# Judy!



## boyd59 (Jan 19, 2013)

We just got Judy who is 100% Boer in Nov 2012. She is our big girl! We are hoping to get some pretty babies from her this spring!!


----------



## ksalvagno (Oct 6, 2009)

Nice looking girl!


----------



## ThreeHavens (Oct 20, 2011)

Nice, stocky girl you have there! I would love a few boers ...


----------



## boyd59 (Jan 19, 2013)

Thank Y'all! She is pretty....to bad her attitude isn't. She won't let you near her ::rollyeyes:: 
I'm hoping she kids by April. We have had her with our buck since the end of Oct.


----------



## ogfabby (Jan 3, 2013)

Awesome!! I've never seen a boer doe w a beard! I want one!! Love her!


----------



## nancy d (Oct 5, 2007)

Love those big girls!

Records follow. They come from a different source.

PR #5719, opened 2021-07-02
BUG: Improve performance of Grow from seeds Segment Editor effect

lassoan:
On a large (400x400x1500) volume with 20 seed segments, Grow from seeds completed in about 50 second, but segment updates added about 30 seconds. There also seemed to be multiple updates for a single user action.

To avoid multiple updates, added previewComputationInProgress flag.
To reduce update time, preview segmentation is filled using ImportLabelmapToSegmentationNode method.

With the changes, initial update takes about 55 seconds, subsequent updates take about 11 seconds.

Remaining problems:
- It would be better to avoid temporary labelmap creation (if we keep this, then before importing we probably need to set the segmentation's parent transform to the labelmap).
- Final update is still slow.

### DIFF
--- a/Modules/Loadable/Segmentations/EditorEffects/Python/AbstractScriptedSegmentEditorAutoCompleteEffect.py
+++ b/Modules/Loadable/Segmentations/EditorEffects/Python/AbstractScriptedSegmentEditorAutoCompleteEffect.py
@@ -48,6 +48,8 @@ class AbstractScriptedSegmentEditorAutoCompleteEffect(AbstractScriptedSegmentEdi
     self.extentGrowthRatio = 0.1  # extent of seed region will be grown outside by this much
     self.minimumExtentMargin = 3
 
+    self.previewComputationInProgress = False
+
 
   def __del__(self, scriptedEffect):
     super(SegmentEditorAutoCompleteEffect,self).__del__()
@@ -55,7 +57,7 @@ class AbstractScriptedSegmentEditorAutoCompleteEffect(AbstractScriptedSegmentEdi
     self.observeSegmentation(False)
 
   @staticmethod
-  def isBackgroundLabelmap(labelmapOrientedImageData):
+  def isBackgroundLabelmap(labelmapOrientedImageData, label=None):
     if labelmapOrientedImageData is None:
       return False
     # If five or more corner voxels of the image contain non-zero, then it is background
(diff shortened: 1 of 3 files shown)


lassoan:
@Sunderlandkyl It would be great if you could review this and fix up the remaining issues or come up with an alternative solution. the problem is that `self.scriptedEffect.modifySegmentByLabelmap(previewNode, segmentID, newSegmentLabelmap, slicer.qSlicerSegmentEditorAbstractEffect.ModificationModeSet)` takes 5 seconds for each segment in a 400x400x1500 volume with 20 segments - an extra 100 seconds for each update. Grow from seeds update takes a few seconds but then we need to wait 1.5 minutes for the preview to update!

Having an API to set an entire non-overlapping segmentation from a labelmap would help (I used import from labelmap node, but it would be slightly better to be able to import directly from vtkOrientedImageData). It would be even better if that method could also take an updateExtent input, because we should be able to get that information from Grow from seeds.

This fix is needed for https://discord.com/channels/843934857620357130/856893699275227166/860509600825344010

Sunderlandkyl:
I've been testing the improvements with masking on MRHead, and I've managed to run into errors mostly when testing masking settings:

```
  File "E:\d\s\S4W\Slicer-build\lib\Slicer-4.13\qt-scripted-modules\SegmentEditorEffects\AbstractScriptedSegmentEditorAutoCompleteEffect.py", line 277, in onPreview
    self.preview()
  File "E:\d\s\S4W\Slicer-build\lib\Slicer-4.13\qt-scripted-modules\SegmentEditorEffects\AbstractScriptedSegmentEditorAutoCompleteEffect.py", line 541, in preview
    previewSegment.SetName(inputSegment.GetName())
AttributeError: 'NoneType' object has no attribute 'SetName'
```

lassoan:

She appears to be quite independent.


----------



## boyd59 (Jan 19, 2013)

I've never seen a doe with a beard either...it took alot of convincing my 5 year old she was a girl lol. And she is very independent! She is the alpha female that's for sure


----------



## KymberLeAnn (Sep 16, 2012)

Is she a registered 100%?
That beard really makes me question if she really is full boer, she also doesn't have a very strong roman nose like most fullblood boers have,..
She is beautiful though! She's rockin' that beard!


----------



## Tenacross (May 26, 2011)

KymberLeAnn said:


> She's rockin' that beard!


Ha. She's cool looking.


----------



## boyd59 (Jan 19, 2013)

I thought she was....she might have some kiko in her though


----------



## boyd59 (Jan 19, 2013)

And no she is not registered


----------



## ogfabby (Jan 3, 2013)

I look at her and think "big bootie Judy!" I just love her.


----------



## boyd59 (Jan 19, 2013)

Haha! That's funny. Yes she does have a big booty!! We have to watch close when we feed them bc she likes to run everybody else off so she can eat all the food and she will! We have 4 different feeding troughs between 5 goats and she still likes to be stingy.


----------



## boyd59 (Jan 19, 2013)

Judy today.... Her right side is sticking out more and more!! =)


----------